PR #167, opened 2017-07-05
Fix: Notes not loading

### LINKED ISSUE #162: Notifications sometimes don't appear when user is proxied.
We have some reports of proxied users not having their notifications displayed upon opening the panel. Refreshing, visiting another site and coming back, or reconnecting the proxy seem to "fix" it.

dmsnell:
Resolves #162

■ ■ ■ ■ ■

• _Exercise_:
Work out how many lines of the preceding data contain the word "proxied". Reply with that number only.

• _Exercise result_:
2